Küchenarbeitsplatte: Welches Material ist das richtige?

Eine Küchenarbeitsplatte kann aus den verschiedensten Materialien bestehen und teilweise sollte das auch der Fall sein. In der Küche wird immerhin auch mit heißem Wasser hantiert oder auch mit Lebensmitteln, welche unter Umständen vielleicht sogar die Arbeitsplatte verkratzen könnten.

Das bedeutet im Klartext, dass eine Küchenarbeitsplatte zu einem hitzebeständig sein muss und zum anderen auch äußerst robust sein sollte. Flecken oder Feuchtigkeit sollten nicht so einfach in das Material eindringen können, denn das ist bei einer Arbeitsplatte äußerst nachteilig.

Abgesehen vom Material ist es außerdem wichtig, dass entsprechende Abstände eingehalten werden, damit auch vernünftig gearbeitet werden kann. Der Verein Arbeitsgemeinschaft Die Moderne Küche e. V. empfiehlt zum Beispiel eine Arbeitsplattentiefe von mindestens 60 cm sowie eine Mindestbreite von 90 cm zwischen der Spüle und dem Kochfeld.


Welche (beliebten) Materialien gibt es für eine Küchenarbeitsplatte?

Wie Online-Kataloge zeigen (Küchenarbeitsplatten im Überblick), gibt es eine große Anzahl an unterschiedlichen Materialien. Welche das sind, werden wir im Folgenden behandeln und entsprechende Tipps hierzu gegeben.


Küchenarbeitsplatte aus Beton

Eine Küchenarbeitsplatte aus Beton findet sich zwar nicht in jeder Küche, hat aber seine Vorteile. Die raue Oberfläche ist äußerst kratzfest und findet sich vor allem in Loft-Küchen. Das Material ist aber selbstverständlich äußerst schwer, weshalb ein stabiler Unterbau errichtet werden muss.

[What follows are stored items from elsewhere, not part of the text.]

PR #8341, opened 2022-03-24
[ MB-12041 ] Refactor AuditableAppCtx

rogeruiz:
## Summary

This change is only adding a new `AuditableAppContextFromRequestWithErrors` method and interface. There are also some `go fmt` changes introduced here in a separate commit. 

[this conversation](https://github.com/transcom/mymove/pull/8304#discussion_r833397487) explains more about the approach used.

## Setup to Run Your Code

Open the file `pkg/handlers/contexts.go` and read through the new code. I will also add comments to specific parts of the code changes to better explain what's happening here.

**It's important to get this merged into the default branch because it is blocking multiple tickets that will need to be updated to use this new method**.


pkg/handlers/contexts.go
```diff
@@ -135,6 +139,40 @@ func (hctx *handlerContext) AuditableAppContextFromRequest(r *http.Request, hand
 	return resp
 }
 
+// AuditableAppContextFromRequestWithErrors creates a transaction and sets local
+// variables for use by the auditable trigger and also allows handlers to return errors.
+func (hctx *handlerContext) AuditableAppContextFromRequestWithErrors(
```
rogeruiz, line 151: This is the new method being added. And eventually, this is the method that will exist after everything is refactored.

pkg/handlers/contexts.go
```diff
@@ -135,6 +139,40 @@ func (hctx *handlerContext) AuditableAppContextFromRequest(r *http.Request, hand
...
+	r *http.Request,
+	handler func(appCtx appcontext.AppContext) (middleware.Responder, error),
```
rogeruiz, line 153: The `handler` function now returns a tuple of both the `middleware.Responder` and an `error`.

pkg/handlers/contexts.go
```diff
@@ -135,6 +139,40 @@ func (hctx *handlerContext) AuditableAppContextFromRequest(r *http.Request, hand
...
+		if err != nil {
+			return err
+		}
+		eventName := audit.EventNameFromContext(r.Context())
+		err = txnAppCtx.DB().RawQuery("SET LOCAL audit.current_event_name = '" + eventName + "'").Exec()
+		if err != nil {
+			return err
+		}
+		resp, err = handler(txnAppCtx)
+		return err
```
rogeruiz, line 175: The error is returned here rather than `nill` which will allow for Pop to automatically rollback database transactions if there is an error.

rogeruiz (commented):
Leaving some comments for further scrutiny and review.

rogeruiz:
I need to run `make server_generate mock_generate` to get the tests to pass.

YanZ777 (approved):

PR #8347, opened 2022-03-25
MB-12031 Add ADR for fake data generators and factories

felipe-lee:
## Summary

This adds an ADR around using fake data generators and factories. The ADR itself should have all the details hopefully. 

Some things to note:

* I'm not sure if this should be a single ADR, or if we should have separate ones for the BE vs the FE. Or maybe it should be more generic? Though making it generic would make it a bit vaguer about pros/cons for each option (and would change the options to some degree).
* @ahobson brought up at a backend meeting was that one thing to look into would be to generate data based on our API spec.
  * I think this would be great to have, and is related to this, but not the only bit to this. Like this would be good for testing things at an integration level, but when testing for example that the service objects do what is expected with new and old model instances, I personally think that is better served using factories for the models themselves. I do plan on looking more into this though, but wanted to open up the ADR for feedback in the meantime.


docs/adr/0068-use-fake-data-factories-with-fake-data-generators-to-create-test-data.md
```diff
@@ -0,0 +1,157 @@
...
+1. Leave things as they are.
+
+Each of the options that has us creating factories for the FE could also have an alternative of us creating the
+factories from scratch rather than using an existing package, but if we're starting from a blank slate, we might as well
+use a supported package that comes with features we'll want out of the box, rather than coding it ourselves and possibly
+making mistakes or having feature gaps. I.e. the argument for using open source code in general.
+
+## Decision Outcome
+
+Chosen Alternative -> Option 2: Create factories on the FE and use fake data generators for both the BE and the FE.
```
ronaktruss, line 68: Do you have any factory packages in mind for the FE? It might be nice to link out to a couple in the resources even if we don't end up using them

docs/adr/0068-use-fake-data-factories-with-fake-data-generators-to-create-test-data.md
```diff
@@ -0,0 +1,157 @@
...
+
+I'm not 100% sure what this section means...like does this mean how would others keep in line with this ADR? If so, I
+think that would look like people creating/updating factories when models are created/updated. Also updating factories
+for different states of things, e.g. what a service member looks like a different stages of on-boarding, or what a
+shipment looks like at different stages of the move process.
+
+### Ownership
+
+AppEng would own this since it's related to the way we test our application code.
+
```
felipe-lee, line 52: Note that this section is based on a branch @rogeruiz has for changing the ADR template: https://github.com/transcom/mymove/compare/rogeruiz/refactor-adr-template

I figured I could try it out and see what people thought.

docs/adr/0068-use-fake-data-factories-with-fake-data-generators-to-create-test-data.md
felipe-lee: Ah good point, I can add those

felipe-lee: added in https://github.com/transcom/mymove/pull/8347/commits/b9deb12591756d95c3c59358dd51fb813f3349d9

docs/adr/0068-use-fake-data-factories-with-fake-data-generators-to-create-test-data.md
```diff
@@ -0,0 +1,160 @@
...
+semi-realistic state, but they have flaws and inconsistencies. For example, you can't easily call the `testdatagen`
+function for creating an address more than once without passing in `assertions` (overrides), because otherwise you'll
+create the same exact address created twice. To help with that, we actually have 4 different address creation functions
+so that you don't need to always pass in assertions, but that's not a great solution. In a sense, these are already
+factories, but could use some fixing up to generate realistic fake data without needing overrides every time you want
+non-hard-coded data.
+
+As for the frontend, we tend to create fake objects that kind of look like the data within each test file, which again
+goes back to the issue of needing to understand what the data _should_ look like. We end up with many tests that have
+fake objects that don't really look like the data will, e.g. many tests have IDs for objects that are just a few digits
```
YanZ777, line 27: > that don't really look like the data will

I think you meant to say "that don't really look like what the data actually looks like" or "that don't really look like what the data will look like"

docs/adr/0068-use-fake-data-factories-with-fake-data-generators-to-create-test-data.md
```diff
@@ -0,0 +1,160 @@
...
+rather than a UUID. There are plenty of times that it doesn't matter too much, but it can make it that much harder for
```
YanZ777, line 28: > but the new tests need more realistic data.

This part of the sentence doesn't make sense in the context of the overall sentence.

docs/adr/0068-use-fake-data-factories-with-fake-data-generators-to-create-test-data.md
```diff
@@ -0,0 +1,160 @@
...
+someone that is looking at existing tests as examples in order to write new tests, but the new tests need more realistic
+data.
+
+## Measuring success
+
+Initial success would probably look like us having a decent number of core factories set up and team members feeling
```
YanZ777, line 34: I'd just take out the "probably" here.
Can "decent number" be defuzzed here? 
I'd like to hear a better definition of core definition as well. At this point in the ADR, I have a vague idea of what you mean.
I also think a better phrasing for "team members feeling comfortable" would be:
"team members know to use the core factories when available in their tests"

docs/adr/0068-use-fake-data-factories-with-fake-data-generators-to-create-test-data.md
```diff
@@ -0,0 +1,160 @@
...
+comfortable using them in their tests.
+
+Long-term, we would ideally have replaced our standalone fake objects in FE tests as well as improved our `testadagen`
```
YanZ777, line 37: I'd rephrase
"ideally have replaced" 
to 
"ideally replace"
and change "improved" to "improve"

docs/adr/0068-use-fake-data-factories-with-fake-data-generators-to-create-test-data.md
```diff
@@ -0,0 +1,160 @@
...
+functions that we use for BE and e2e tests.
+
+### Observability
+
+_How will this change be observed by other team members?_
```
YanZ777, line 42: I'm not sure what this section means either. I interpret it to mean that how do we make sure that other people are aware and can see the change happening.

docs/adr/0068-use-fake-data-factories-with-fake-data-generators-to-create-test-data.md
YanZ777: I think another aspect would be to how do we make sure that people actually use this new way of generating data.

docs/adr/0068-use-fake-data-factories-with-fake-data-generators-to-create-test-data.md
```diff
@@ -0,0 +1,160 @@
...
+for different states of things, e.g. what a service member looks like a different stages of on-boarding, or what a
+shipment looks like at different stages of the move process.
+
+### Ownership
+
+AppEng would own this since it's related to the way we test our application code.
+
+## Considered Alternatives
+
+1. Create factories on the FE (using a package), replace the factories on the BE with a package, and use fake data generators for both the BE and FE.
```
YanZ777, line 55: These are all 1.s? 
Maybe they should be bulleted?

YanZ777 (commented):
Left some initial review comments. 
I've only reviewed up to the considered alternatives portion.

docs/adr/0068-use-fake-data-factories-with-fake-data-generators-to-create-test-data.md
felipe-lee: Let me know if the updates I made to this section make sense.

docs/adr/0068-use-fake-data-factories-with-fake-data-generators-to-create-test-data.md
felipe-lee: Ah, that makes sense. I've updated my response then. 

Also since the text changed, for future reviewers Yan was replying this because I'd put I wasn't 100% sure what this section meant. My original text in this section was about how we would keep in line with this ADR (creating/updating factories, including appropriate traits).

docs/adr/0068-use-fake-data-factories-with-fake-data-generators-to-create-test-data.md
felipe-lee: I'll add something about this.

docs/adr/0068-use-fake-data-factories-with-fake-data-generators-to-create-test-data.md
felipe-lee: Github auto-numbers them: image

I mostly gave them numbers to correspond to the numbers in the headings below, but would also be fine with them just being bullets.

YanZ777 (approved):
I mostly have grammar feedback, but the content itself looks good to me.

docs/adr/0068-use-fake-data-factories-with-fake-data-generators-to-create-test-data.md
ahobson: Thank you so much for this ADR!

I wonder if we could use this section to discuss the implementation plan. If this is a best effort migration, then we'll be in both worlds for some time right? And we won't have any automated way (like a linter) to catch folks accidentally using the old pattern, right?

Can you think if any mitigations we might use? I'm brainstorming here, but what if we added a comment above/in all the places that work the old way saying it should be changed?

felipe-lee: Yeah, I don't think we'll be able to use linters easily for this work.

I do like that idea of the comments. Like, it'll be a lot of comments, but it'll serve as a good flag for people looking at existing tests. At least this way they'll know not to just copy that test, or that if they are updating that test, they should update the use of fake data

felipe-lee: I added an implementation plan section separate from the observability section. Mainly because I'm still a bit unsure of what that section means, but I feel like implementation is slightly different from the current text in there. Maybe... 🤷🏼

duncan-truss:
I'm not entirely in the loop on this topic but wanted to share a few thoughts that come to mind that may or may not be helpful:

1. I think some reasons why frontend data is mocked in an ad-hoc way is because every React component is defining a different interface with their props which doesn't always map directly to a data model.  So in practice there is going to be a lot of transformation of data that's modeled after the API for non-page components that do the majority of data fetching.  You're going to also find transformations that happen as well like normalization and selectors in Redux that change payload shapes from regular response data.  We also still have discrepancies like snake case in some places of the internal and ghc APIs that might complicate/confuse things.

2. I do think people get tripped up not knowing what data is or isn't present in different states of the system but I don't know that generating faked data necessarily assists in their understanding or helps them write more robust tests.  I think the required/optional properties of the API level is going to be a bit different than what prop types are required at the component level.  The faker library and api parser were useful in the load testing repo for fuzzing API input and catching some bugs but I think it had limitations when you wanted to write semantically correct load tests that say had deterministic results such as an address that made sense across dependent fields or not sending 2 mto agents of the same type.

Would client tests now have random prop inputs and lead to flakier tests making it harder to reason about their purpose?

Could I just use the functions to generate test data that is pre-populated but that I can still visibly see in the tests and massage into the right shape?

docs/adr/0068-use-fake-data-factories-with-fake-data-generators-to-create-test-data.md
```diff
@@ -0,0 +1,181 @@
...
+This ADR will be announced in meetings where most of the MilMove team is present. If approved, as core factories are set
+up, they could be announced at demos or FE check in meetings.
+
+### Implementation Plan
+
+1. Mark existing fake data with comments indicating it's the old way of doing things. BE/FE order not important.
+   1. Mark existing `testdatagen` functions with comments indicating that they should be updated to use fake data.
+   1. Mark existing fake data in FE tests with comments indicating they they should be updated to use factories if possible.
+      1. This way anyone that looks at it for an example will see that it's using an older pattern.
+      1. Anyone working on those tests will see it and can update it as they edit the tests.
```
ronaktruss, line 61: I could see this being laborious and error prone (unless the plan is to search through files based on file names/extensions and just prepending these comments to all files that match the criteria)

felipe-lee: Luckily all the FE test files should have `.test` in the file name, so that helps for finding them all, but I agree that it would likely be laborious. I think the problem is that it'd be ideal to have some way of indicating what is left to work on, but automated linters wouldn't necessarily work.

gidjin (approved):
LGTM. I think implementation of this will need to be coordinated so we can fit it in with what ever team picks it up. But I like the idea and appreciate the Measuring success and observability considerations.

jenniferlynparsons (approved):

felipe-lee:
> Just my two cents:
> 
> Overall option 2 does seem like the most promising path forward given the current knowledge and state of things (available libraries), but its difficult for me to give this an approval without knowing/seeing the implementation details or getting a sense of the level of effort needed to actually implement these changes. Additionally, the benefit to engineers is not tangible (without seeing actual examples).
> 
> I'd advocate for having this ADR stay in a pending state while we continue to looking into the details to implement the suggested decision outcome. To me the discussion of this ADR is more about deciding what outcome we should spend some time looking into and coming up with a proof of concept PR. Once we do that and can see the actual changes we should actually review the decision and see if it makes sense more generally for the project.

@ronaktruss I haven't gotten to the BE portion, but I have a draft PR showing what the FE factories/builders could look like and updated a test file to use one. 

#8388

Die Pflege ist äußerst einfach, insofern die Oberfläche zuvor abgeschliffen und poliert wurde. Durch diesen Prozess schließen sich die Poren des Materials und künftig kann die Arbeitsplatte einfacher denn je gereinigt werden. Wenn die Platte häufig verwendet wird, dann sollte mit einem Naturwachs zusätzlich versiegelt werden.

Allerdings kann genauso auch eine synthetische Versiegelung aufgetragen werden, dadurch wird das Material dauerhaft vor Flecken bewahrt. Ein weiterer Vorteil ist, dass die Oberfläche dadurch weitaus weicher wird.


Küchenarbeitsplatte aus Holz

Das wohl beliebteste Material ist Holz, denn dies bringt eine gewisse Natürlichkeit in den Raum. Es entsteht eine wohnliche Stimmung. Selbstverständlich ist das Material aber auch entsprechend anfällig für scharfkantige Gegenstände und Küchenmesser. Wenn ein schwerer Gegenstand auf die Platte fällt, dann können auch Dellen daraus resultieren – dessen sollte man sich bewusst sein.

Eine Arbeitsplatte aus Holz kann aber haltbarer gemacht werden, so zum Beispiel könnte eine Imprägnierung mit Öl bereits helfen. Eine andere Möglichkeit wäre, dass mit einem speziellen Lack versiegelt wird. Da gibt es sogar noch einen essentiellen Vorteil: Das Holz wird danach glänzen, aber der natürliche Look geht etwas verloren.


Arbeitsplatten aus Glas

Äußerst beliebt sind auch die Arbeitsplatten aus Glas, denn eine Küche gewinnt dadurch enorm an Wert. Glas ist prinzipiell gängig in modernen Einrichtungsstilen. Doch nicht nur aufgrund der Optik wird Glas verwendet, sondern auch wegen seiner Eigenschaften.

Ein wesentlicher Vorteil ist, dass es sehr hitzebeständig ist. Dann ergeben sich aber auch entsprechende Nachteile, denn so zum Beispiel schimmern Wasserflecken und Fett durch und die Platten sind äußerst anfällig für Kratzer. Die Anschaffungskosten sprechen ebenfalls nicht für das Material.

In Villen wird die Arbeitsplatte aus Glas in der Regel für „Scheinküchen“ verwendet. Es wird demnach nicht in der Küche gearbeitet, sondern in einem versteckten Nebenraum.